* **Aim of the task**: All of the data below should be written out again exactly.

*** Dataset excerpts ***

PR #2566, opened 2019-10-04
DROOLS-4588: Coverage increase

jomarko:
Dependent on #2563

### DIFF
--- a/drools-scenario-simulation/drools-scenario-simulation-backend/src/test/java/org/drools/scenariosimulation/backend/expression/MVELExpressionEvaluatorTest.java
+++ b/drools-scenario-simulation/drools-scenario-simulation-backend/src/test/java/org/drools/scenariosimulation/backend/expression/MVELExpressionEvaluatorTest.java
@@ -16,6 +16,7 @@
 package org.drools.scenariosimulation.backend.expression;
 
 import java.math.BigDecimal;
+import java.util.ArrayList;
 import java.util.Arrays;
 import java.util.Collections;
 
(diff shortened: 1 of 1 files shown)


drools-scenario-simulation/drools-scenario-simulation-backend/src/test/java/org/drools/scenariosimulation/backend/expression/MVELExpressionEvaluatorTest.java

*** End of Dataset excerpts ***

* **Task solution**:
PR #2566, opened 2019-10-04
DROOLS-4588: Coverage increase

jomarko:
Dependent on #2563

### DIFF
--- a/drools-scenario-simulation/drools-scenario-simulation-backend/src/test/java/org/drools/scenariosimulation/backend/expression/MVELExpressionEvaluatorTest.java
+++ b/drools-scenario-simulation/drools-scenario-simulation-backend/src/test/java/org/drools/scenariosimulation/backend/expression/MVELExpressionEvaluatorTest.java
@@ -16,6 +16,7 @@
 package org.drools.scenariosimulation.backend.expression;
 
 import java.math.BigDecimal;
+import java.util.ArrayList;
 import java.util.Arrays;
 import java.util.Collections;
 
(diff shortened: 1 of 1 files shown)


drools-scenario-simulation/drools-scenario-simulation-backend/src/test/java/org/drools/scenariosimulation/backend/expression/MVELExpressionEvaluatorTest.java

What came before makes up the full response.